On Friday, Williamson said the confidentiality provisions have created such a “hullabaloo” that he and DFI Director Scott Jarvis have discussed removing them. But even if they are, he said, “we wouldn’t do anything different that we’re doing now.”

— Drew DeSilver

Escala prices

are scaled back

Back in spring 2008, as the economy and the Seattle housing market both were starting to cool, the developers of Escala, a 31-story luxury condo then under construction downtown, raised more than a few eyebrows by announcing plans to raise prices.

Skeptics called it a marketing ploy, a bid to juice slow sales by getting prospective buyers off the fence before the higher prices kicked in.
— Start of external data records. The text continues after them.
PR #820, opened 2026-03-27
NS-816 Call external networks by correct invocation specified by Function() results

d1donlydfink:
* Get the way an external agent wants to be invoked (event vs chatbot) from the call to Function()
* Plumb that invocation from Function() results from LangChainOpenAIFunctionTool all the way to where the InvocationContext gets called with safe_shallow_copy() to pass that desired invocation in to the new copy.

I tested this by adding `"invocation": "event"` to agent_network_designer and watched it go to close to completion.
Even though with this manual test, the thing I am invoking is an event, the other external networks it pokes are not, and those seem to do OK enough - at least much more OK than they did before which was to return early with the previous behavior of inherited event-ness.  There might be more cases to get here, but what I have in this PR is real progress.

Was able to see this work by a combination of the following hacks:
* Commented out the stuff in SessionInvocationContext.close() that returns the AsyncioExecutor to the pool
* In AsyncDirectAgentSession.streaming_chat()'s finally block at the end I commented out chat_session.delete_resources() so the LlmResources/connections would still exist
* Do not close() the reservationist or sly_data in DataDrivenChatSession.finalize_run()

These are the kinds of things that will have to be finalized when the event processing is done.

### DIFF
--- a/neuro_san/deploy/Dockerfile
+++ b/neuro_san/deploy/Dockerfile
@@ -307,6 +307,13 @@ ENV AGENT_EXTERNAL_RESERVATIONS_STORAGE=""
 # to use for cross-pod reservations storage.
 ENV AGENT_RESERVATIONS_S3_BUCKET=""
 
+# If AGENT_EXTERNAL_RESERVATIONS_STORAGE is set,
+# then this parameter specifies the period in seconds for checking the external storage for expired reservations.
+# Value of 0 means no periodic checks will be performed by the service,
+# in this case it is expected that the external storage itself will handle expired reservations,
+# or it will be done on demand by other tools.
+ENV AGENT_RESERVATIONS_EXTERNAL_STORAGE_CHECK_PERIOD_SECONDS="0"
+
 # A hocon file with MCP servers information to be used by LangChainMcpAdapter
 # for connecting to external MCP servers with authentication and tool filtering.
 ENV MCP_SERVERS_INFO_FILE=""
--- a/neuro_san/internals/network_providers/abstract_reservations_storage.py
+++ b/neuro_san/internals/network_providers/abstract_reservations_storage.py
@@ -36,11 +36,12 @@ class AbstractReservationsStorage(ReservationsStorage, Startable):
     Specific logic for adding, retrieving, and expiring reservations is left to concrete implementations.
     """
 
-    def __init__(self, storage_name: str = "", check_expirations_interval_seconds: float = 60.0):
+    def __init__(self, storage_name: str = "", check_expirations_interval_seconds: float = 0.0):
         """
         Constructor
         :param storage_name: A string name for this storage, used for logging purposes.
         :param check_expirations_interval_seconds: The number of seconds between checks for expired reservations.
+                            If set to 0 or negative, the background thread will not be started.
         """
         super().__init__()
         self._thread: threading.Thread = None
@@ -50,9 +51,13 @@ class AbstractReservationsStorage(ReservationsStorage, Startable):
         self._name: str = storage_name
 
     def start(self):
-        self._thread = threading.Thread(target=self._run_loop, daemon=True)
-        self._thread.start()
-        self._logger.debug("%s: Expiration cleanup thread started.", self._name)
+        if self._check_interval_seconds > 0:
+            self._thread = threading.Thread(target=self._run_loop, daemon=True)
+            self._thread.start()
+            self._logger.debug("%s: Expiration cleanup thread started with period %f sec.",
+                               self._name, self._check_interval_seconds)
+        else:
+            self._logger.debug("%s: Expiration cleanup thread not started.", self._name)
 
     def stop(self, timeout: Optional[float] = None):
         """
--- a/neuro_san/service/watcher/temp_networks/s3_reservations_storage.py
+++ b/neuro_san/service/watcher/temp_networks/s3_reservations_storage.py
@@ -51,18 +51,43 @@ class S3ReservationsStorage(AbstractReservationsStorage):
     Stores reservations as JSON objects in an S3 bucket, with each reservation
     stored in its associated agent spec as metadata.
     """
+    # pylint: disable=too-many-instance-attributes
 
     def __init__(self, bucket_name: str = "", prefix: str = "reservations/",
-                 check_expirations_interval_seconds: float = 60.0):
+                 check_expirations_interval_seconds: float = 0.0):
         """
         Initialize S3 reservations storage.
 
         :param bucket_name: S3 bucket name (defaults to AGENT_RESERVATIONS_S3_BUCKET env var)
         :param prefix: S3 key prefix for reservation objects
-        :param check_expirations_interval_seconds: How often to check for expired reservations
+        :param check_expirations_interval_seconds: How often to check for expired reservations.
+                                    If 0 or negative, expiration checks are disabled.
         """
+        # Our default for check_expirations_interval_seconds is 0
+        # because S3 expiration check is generally a significant execution load,
+        # and we may want to run it externally on demand rather than on a fixed schedule inside the service.
         super().__init__(storage_name="s3_storage",
                          check_expirations_interval_seconds=check_expirations_interval_seconds)
+        self.logger: Logger = getLogger(self.__class__.__name__)
+
+        # Check if expiration interval is set by environment variable,
+        # and adjust it if so (overriding the constructor parameter)
+        envvar_name: str = "AGENT_RESERVATIONS_EXTERNAL_STORAGE_CHECK_PERIOD_SECONDS"
+        envvar_value: str = os.getenv(envvar_name, "0")
+        try:
+            expiration_check_period_seconds: float = float(envvar_value)
+            self._check_interval_seconds = expiration_check_period_seconds
+        except ValueError as exc:
+            self.logger.error(
+                "Invalid value for %s, must be a number. Got: %s. "
+                "Please correct the environment variable or unset it.",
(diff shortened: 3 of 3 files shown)


neuro_san/internals/graph/activations/calling_activation.py
```diff
@@ -212,9 +212,10 @@ async def make_one_tool_function_call(self, component_tool_call: ToolCall) -> Di
                 "tool_call_id" a string id representing the call to the tool itself
                 "output" a JSON string representing the output of the tool's function
         """
-        # Get the function args as a dictionary
+        # Get the essentials
         tool_name: str = component_tool_call.get_function_name()
         tool_arguments: Dict[str, Any] = component_tool_call.get_function_arguments()
+        invocation: str = component_tool_call.get_invocation()
```
d1donlydfink, line 218: When we get a ToolCall it now comes with an invocation string.
This is so we can pass along (quite a ways!) what we get from the Function() call.

neuro_san/internals/graph/activations/external_activation.py
```diff
@@ -153,7 +156,7 @@ async def build(self) -> BaseMessage:
         if self.session is None:
             invocation_context: InvocationContext = self.run_context.get_invocation_context()
             factory: AsyncAgentSessionFactory = invocation_context.get_async_session_factory()
-            self.session = factory.create_session(self.agent_url, invocation_context)
+            self.session = factory.create_session(self.agent_url, invocation_context, self.invocation)
```
d1donlydfink, line 159: pass along to create_session() so it knows how to treat the events

neuro_san/internals/graph/interfaces/agent_tool_factory.py
```diff
@@ -33,7 +35,9 @@ def create_agent_activation(self,
                                 parent_agent_spec: Dict[str, Any],
                                 name: str,
                                 sly_data: Dict[str, Any],
-                                arguments: Dict[str, Any]) -> CallableActivation:
+                                arguments: Dict[str, Any] = None,
+                                factory: AgentToolFactory = None,
+                                invocation: str = None) -> CallableActivation:
```
d1donlydfink, line 40: Add actual typing and new invocation arg. Had been missing the factory arg too. 🤷

neuro_san/internals/graph/registry/activation_factory.py
```diff
@@ -163,7 +165,7 @@ def create_agent_activation(self, parent_run_context: RunContext,
             allow_from_downstream: Dict[str, Any] = extractor.get("allow.from_downstream", empty)
 
             agent_activation = ExternalActivation(parent_run_context, factory, name, arguments, redacted_sly_data,
-                                                  allow_from_downstream)
+                                                  allow_from_downstream, invocation)
```
d1donlydfink, line 168: pass along the invocation so it knows how to treat the events

neuro_san/internals/graph/registry/agent_tool_registry.py
```diff
@@ -57,10 +59,12 @@ def create_agent_activation(self, parent_run_context: RunContext,
         :param sly_data: A mapping whose keys might be referenceable by agents, but whose
                  values should not appear in agent chat text. Can be an empty dictionary.
         :param arguments: A dictionary of arguments for the newly constructed agent
+        :param factory: A factory that will be used to create the agent tool
+        :param invocation: The invocation style of the activation.
         :return: The CallableActivation agent referred to by the name.
         """
         return self.factory.create_agent_activation(parent_run_context, parent_agent_spec,
-                                                    name, sly_data, arguments, self)
+                                                    name, sly_data, arguments, self, invocation)
```
d1donlydfink, line 67: pass along the invocation so it knows how to treat the events

neuro_san/internals/interfaces/async_agent_session_factory.py
```diff
@@ -24,7 +24,7 @@ class AsyncAgentSessionFactory:
     Creates asynchronous AsyncAgentSessions for external agents.
     """
 
-    def create_session(self, agent_url: str, invocation_context: Any) -> AsyncAgentSession:
+    def create_session(self, agent_url: str, invocation_context: Any, invocation: str = None) -> AsyncAgentSession:
```
d1donlydfink, line 27: This is an interface, so add the extra arg to be picked up by concrete subclasses.

neuro_san/internals/run_context/interfaces/tool_call.py
```diff
@@ -40,3 +40,12 @@ def get_function_name(self) -> str:
...
         raise NotImplementedError
+
+    def get_invocation(self) -> str:
+        """
+        :return: String describing how the tool wants to be invoked.
+                            Can be: "chatbot" - implies waiting for an answer.
+                                    "event" - implies no answer needed
+                                    None - implies chatbot
+        """
+        raise NotImplementedError
```
d1donlydfink, line 51: More interface tweaks for concrete subclasses to fill

neuro_san/session/external_agent_session_factory.py
```diff
@@ -117,7 +130,7 @@ def create_session_from_location_dict(self, agent_location: Dict[str, str],
                     break
 
             agent_network: AgentNetwork = agent_network_provider.get_agent_network()
-            safe_invocation_context: InvocationContext = invocation_context.safe_shallow_copy()
+            safe_invocation_context: InvocationContext = invocation_context.safe_shallow_copy(invocation)
```
d1donlydfink, line 133: This is kind of the endpoint - we are about to call an external agent and so we make a copy of the current invocation context, but now we pass the desired invocation carried all the way from the original Function() result.

neuro_san/session/session_invocation_context.py
```diff
@@ -229,4 +235,8 @@ def safe_shallow_copy(self) -> SessionInvocationContext:
         # to be sure that the messages are sent to the correct queue.
         invocation_context.journal: Journal = MessageJournal(invocation_context.queue)
 
+        # If an invocation was provided, use it
+        if invocation is not None:
+            invocation_context.effective_invocation = invocation
```
d1donlydfink, line 240: Here is where we actually do something with the data from Function()

neuro_san/internals/run_context/langchain/core/langchain_openai_function_tool.py
```diff
@@ -79,6 +79,8 @@ class LangChainOpenAIFunctionTool(BaseTool):
 
     tool_caller: Optional[ToolCaller] = None
 
+    invocation: Optional[str] = None
```
d1donlydfink, line 82: This is where things first get populated from the results of Function()
This class is essentially constructed with the results of Function() (for external networks) as kwargs.
So it "just" gets populated courtesy of Pydantic initialization magic.

neuro_san/internals/run_context/langchain/core/langchain_openai_function_tool.py
```diff
@@ -215,7 +217,7 @@ async def _arun(
             converter = PydanticArgumentDictionaryConverter()
             kwargs = converter.to_dict(kwargs)
 
-            initial_run = LangChainRun("tool_base", [""], self.name, kwargs)
+            initial_run = LangChainRun("tool_base", [""], self.name, kwargs, invocation=self.invocation)
```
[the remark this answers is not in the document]
d1donlydfink: This is where the initialization is being handled by Pydantic kwargs magic. Not going to do take the suggestion here.

neuro_san/internals/run_context/langchain/core/langchain_tool_call.py
```diff
@@ -40,10 +40,17 @@ def __init__(self, tool_name: str, args: Any, run_id: str):
...
+                            Can be: "chatbot" - implies waiting for an answer.
+                                    "event" - implies no answer needed
+                                    None - implies chatbot
         """
         self.tool_name: str = tool_name
         self.args = args
         self.id: str = f"tool_call_{run_id}_{uuid.uuid4()}"
+        self.invocation: str = invocation
+        if invocation is None:
+            self.invocation = "chatbot"
```
andreidenissov-cog, line 54: So is this kinda "end of the line" for invocation parameter going all the way down the stack?
I don't see it really used still?

d1donlydfink: More of a "resting stop" than going all the way down the stack.

What seems to happen is:
* Agent goes through a phase of asking what tools are available and how they will help/be called.
* To do this the `function` of the tools targets are read - either from local agent definition or external agent definition. What we care about here is external agents.
* `invocation` lives on the 'function` specification and during that tool-info collection phase gets stored here.
* Then the agent eventually decides what to actually do after gathering all that info.
* This structure is used for later invocation if agent decides to actually use a tool instance.
* and now it has enough information to know _how_ an external agent/tool wants to be invoked - chatbot or event.

The real end of the line is when the ExternalActivation decides to create a new session to eventually call the set up to ExternalAgentSessionFactory (bottom of PR).  In there the InvocationContext is largely copied, but how to treat the invocation - chatbot or event - of the new copy is now left as an argument to that guy, which comes from this data structure.

d1donlydfink: This actually brings up the question of:
Should we allow per-inner-agent specification of event vs chatbot?

I think for the foreseeable future the answer is no, since the machinery for how to handle event vs chatbot is at a per-request level.

If we get enough good reasons to revisit the inner-invocation switch, we can investigate then.
For now, I think leaving it as a per-network thing moves the ball enough to let people start playing with it.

But John and Eric Midby, the father and son principals of developer Lexas Cos., insisted the move made good business sense.

Seattle’s economy was fundamentally strong, John Midby said — just look at all the new downtown office towers going up. What’s more, he said, with other developers postponing plans for new downtown condo projects, demand soon would surpass supply. Escala, the last project in the cycle, would be the only game in town.

Flash forward two years. Washington Mutual has collapsed. Those new office towers, now complete, sit mostly empty — as do many of the units in other new high-rise, high-end downtown condo projects. Many pre-sale buyers, stung by the recession, have delayed closing, walked away from their earnest money or hired lawyers to get their deposits back.

Escala was completed last fall. Now it’s … dropping its prices.

As recently as last summer, while other downtown condo developers were announcing price cuts, Eric Midby insisted that wasn’t in the cards for Escala.

“We’ve all been waiting for yesterday to come back,” said Bob Rennie, whose firm took over marketing of the 269-unit tower at Fourth Avenue and Virginia Street in November. “It’s time to make business decisions.”

Just five units have closed at Escala, according to county records. Rennie says 67 more buyers are under contract — but he knows that in this market, that doesn’t guarantee much.

They’ll all be contacted over the next few weeks and offered reduced prices as an inducement to stay, Rennie says without giving specifics. Escala’s developers also plan to scale back services at the building’s private club, he says, so high homeowners’ dues can be cut.

Meanwhile, the sales center has shut down. It won’t reopen until everything’s sorted out, perhaps by mid-March. “We’re trying to stabilize the building,” Rennie says.